Мария Зоркая читала нам курс по средневековью. «Беовульф», «Кудруна», Вольфрам фон Эшенбах — она сыпала именами как из рукава. От нее я впервые услыхал об Иоганне Рейхлине, немецком юдофиле, изучавшем каббалу и составившем грамматику иврита еще в эпоху Колумба.
Преподавательская ее манера зиждилась на двух китах: повергая аудиторию в трепет своей гейдельбергской ученостью, она в то же время отказывала нам в праве блеснуть ответной эрудицией; например, когда Света Орлова, родом из какой-то глуши (через пару лет она выйдет замуж за мексиканца и укатит к пирамидам майя), попыталась ей процитировать немецкую балладу на языке оригинала, германистка брезгливо поморщилась:
— Не может быть, чтобы Вы помнили это наизусть!
Другое дело Володя Мисюк: тольяттинский поклонник Рубцова в открытую саботировал лекции «Маши» — как называл он Зоркую за глаза, будучи ее ровесником.

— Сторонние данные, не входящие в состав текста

PR #71, opened 2023-01-17
Allow 1D and Scalar Input to LinearRegression.predict

msluszniak:
As mentioned in #65, I add 1d and scalar input in predict.

### DIFF
--- a/lib/scholar/linear/linear_regression.ex
+++ b/lib/scholar/linear/linear_regression.ex
@@ -103,6 +103,11 @@ defmodule Scholar.Linear.LinearRegression do
   @doc """
   Makes predictions with the given `model` on input `x`.
 
+  If the input is scalar or 1D tensor it is assumed that
+  it represents one sample with `n` features (columns).
+
+  Predictions have always the same size of the first axis as input data.
+
   ## Examples
 
       iex> x = Nx.tensor([[1.0, 2.0], [3.0, 2.0], [4.0, 7.0]])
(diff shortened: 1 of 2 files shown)


polvalente (commented):
@msluszniak Now that I see the PR, I'm not 100% sure that we should accept a 1D tensor here.

Thinking specifically about the case where we have 1 feature (and therefore the angular coefficient is shaped {1}), one could expect to be able to pass a tensor with n samples and the current implementation would accept it but raise either on the `reshape` or on the `dot`

Any thoughts?

msluszniak:
> @msluszniak Now that I see the PR, I'm not 100% sure that we should accept a 1D tensor here.
> 
> Thinking specifically about the case where we have 1 feature (and therefore the angular coefficient is shaped {1}), one could expect to be able to pass a tensor with n samples and the current implementation would accept it but raise either on the `reshape` or on the `dot`
> 
> Any thoughts?

Yeah, I agree that this might be confusing.

polvalente:
> > @msluszniak Now that I see the PR, I'm not 100% sure that we should accept a 1D tensor here.
> > Thinking specifically about the case where we have 1 feature (and therefore the angular coefficient is shaped {1}), one could expect to be able to pass a tensor with n samples and the current implementation would accept it but raise either on the `reshape` or on the `dot`
> > Any thoughts?
> 
> Yeah, I agree that this might be confusing.

Let's close this then? Thanks for exploring this anyway!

Каламбуря напропалую (дальше «клитора» и «менстры», извлеченных из имени Клитемнестры, обычно дело у него не шло), он не столько заигрывал с ней, сколько старался задеть. Но и для этого остряка-самоучки у гордой феминистки нашлась пара ласковых:
— Мисюк, — изрекла она однажды, — напрасно вы пыжитесь, голубчик. Да будет вам известно, я уже и без того вошла в историю литературы: сам Арсений Тарковский посвятил мне стихотворение!
Ко мне она поначалу относилась покровительственно. Еще во время вступительных экзаменов, когда я в полном неведении ежился на лавке под липой, возложила мне руку на плечо:
— Прошу любить и жаловать: Гриша Марговский, талантливый поэт и мой новый протеже!
Двойник Хемингуэя, к которому она при этом обращалась, седобородый фавн у нее на побегушках, стыдливо пряча за спиной пивную емкость, уважительно икнул в ответ (после я встречал его в ЦДЛ: лишившись работы, он окончательно спился и примкнул к лейб-гвардейским горлохватам). Вызывающая ее откровенность, помню, меня слегка покоробила: в провинции любые проявления национальной солидарности на тот момент еще весьма тщательно маскировались…
Предельно экономившая на интимной жизни бравая атаманша сумела в тот достопамятный год подчинить себе чуть ли не полинститута: по натиску она не уступала целой конной дивизии! Впрочем, когда я робко спросил ее совета, что целесообразней указать в графе «национальность», она не задумываясь отчеканила:
— В анкете для приемной комиссии лучше напишите «русский», во всех же прочих нет никаких причин скрывать правду.